* TASK BRIEF: Beneath this task are records; count the lines among them that contain the word "threadContext" and answer with the number only.

* Stored data entries:
* * * *

PR #339, opened 2022-04-19
BugFix: Notification integration issues

thalurur:

*Issue #, if available:*
N/A

*Description of changes:*
At the moment when notification plugin is called from IM the thread context is not populated with user information as a result when filter by backend roles is enabled in notification - IM won't be able to successfully send the notification. Updating logic to populate the thread context correctly

Added all the required run time dependencies to successfully send notifications through custom webhook

*CheckList:*

### DIFF
--- a/build.gradle
+++ b/build.gradle
@@ -174,6 +174,8 @@ dependencies {
     implementation "org.opensearch:common-utils:${common_utils_version}"
     implementation "com.github.seancfoley:ipaddress:5.3.3"
     implementation "commons-codec:commons-codec:${versions.commonscodec}"
+    implementation "org.apache.httpcomponents:httpclient:4.5.13"
+    implementation "org.apache.httpcomponents:httpcore:4.4.12"
 
     testImplementation "org.opensearch.test:framework:${opensearch_version}"
     testImplementation "org.jetbrains.kotlin:kotlin-test:${kotlin_version}"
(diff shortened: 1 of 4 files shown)


build.gradle
```diff
@@ -174,6 +174,8 @@ dependencies {
     implementation "org.opensearch:common-utils:${common_utils_version}"
     implementation "com.github.seancfoley:ipaddress:5.3.3"
     implementation "commons-codec:commons-codec:${versions.commonscodec}"
+    implementation "org.apache.httpcomponents:httpclient:4.5.13"
```
bowenlan-amzn, line 177: Curious why these are added along with this change?

src/main/kotlin/org/opensearch/indexmanagement/indexstatemanagement/util/NotificationUtils.kt
```diff
@@ -45,18 +47,37 @@ suspend fun LegacyBaseMessage.publishLegacyNotification(client: Client) {
...
-    val res: SendNotificationResponse = NotificationsPluginInterface.suspendUntil {
-        this.sendNotification(
-            (client as NodeClient),
-            managedIndexMetaData.getEventSource(title),
-            ChannelMessage(compiledMessage, null, null),
-            listOf(channel.id),
-            it
-        )
+    client.threadPool().threadContext.stashContext().use {
+        // We need to set the user context information in the thread context for notification plugin to correctly resolve the user object
```
dbbaughe, line 59: Are we setting the user object twice in the threadContext? Here and above the calling stack in the runner?

dbbaughe (approved):

downsrob (approved):

build.gradle
thalurur: It seems these are needed for the sending notification to legacy custom_webhook endpoints, the libraries are no longer in class path - I am not entirely sure where this was removed. Since IM needs it bundling it as part of the zip. 

The PR is meant to fix bugs with notification plugin integration and since this is one of the bugs fixed it - I added a line in overview for this. However, I think I missed the renaming of PR - I updated it now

* * * *

* RESPONSE TO THIS TASK: 2